Define a Proxy List: Start by creating a list of proxies you can source from sites like Free Proxy List.
var proxies = new List<string>
{
"http://34.140.70.242:8080",
"http://118.69.111.51:8080",
"http://15.204.161.192:18080",
"http://186.121.235.66:8080",
};
Select a Random Proxy: With each request, randomize your proxy selection. The code below picks a random proxy from the list and launches PuppeteerSharp with it.
var random = new Random();
int randomIndex = random.Next(proxies.Count);
string randomProxy = proxies[randomIndex];
await using var browser = await Puppeteer.LaunchAsync(new LaunchOptions
{
Headless = true,
Args = new[] { $" - proxy-server={randomProxy}" }
});
Make Multiple Requests: To observe the rotation, you can loop through requests, each time selecting a different proxy.
Step 5: Real-World Scenarios with Rotating Proxies
Many commercial websites, such as G2, have advanced anti-bot mechanisms and are protected by services like Cloudflare. Free proxies are less effective in such cases, as these websites quickly block them.

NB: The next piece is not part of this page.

PR #3238, opened 2021-09-08
Make openmm package install in empty virtualenv

### LINKED ISSUE #3237: Python package does not install cleanly in an empty virtualenv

Consider using residential proxies instead of free ones to scrap more challenging targets. Residential proxies use real IP addresses associated with residential users, making them less likely to be flagged.
If you’re implementing a proxy rotator in a real-world scenario, your code structure would look like this:
using PuppeteerSharp;
using System;
using System.Collections.Generic;
using System.Threading.Tasks;
class Program
{
static async Task Main(string[] args)
{
var proxies = new List<string>
{
"http://34.140.70.242:8080",
"http://118.69.111.51:8080",
"http://15.204.161.192:18080",
"http://186.121.235.66:8080",
};
var random = new Random();
int randomIndex = random.Next(proxies.Count);
string randomProxy = proxies[randomIndex];
var browserFetcher = new BrowserFetcher();
await browserFetcher.DownloadAsync();
await using var browser = await Puppeteer.LaunchAsync(new LaunchOptions
{
Headless = true,
Args = new[] { $" - proxy-server={randomProxy}" }
});
await using var page = await browser.NewPageAsync();
await page.GoToAsync("https://httpbin.io/ip");
var pageContent = await page.GetContentAsync();
Console.WriteLine(pageContent);
await browser.CloseAsync();
}
}
Conclusion
Managing proxies carefully makes PuppeteerSharp a powerful tool for web scraping while reducing the risk of getting blocked. I found that free proxies can be useful for testing and simple tasks, but most serious applications need premium proxies that can rotate. Whether I am collecting market data or creating automation tools, learning to use proxies with PuppeteerSharp has opened up many opportunities for reliable data gathering. With the right setup, you can gather valuable insights without facing restrictions.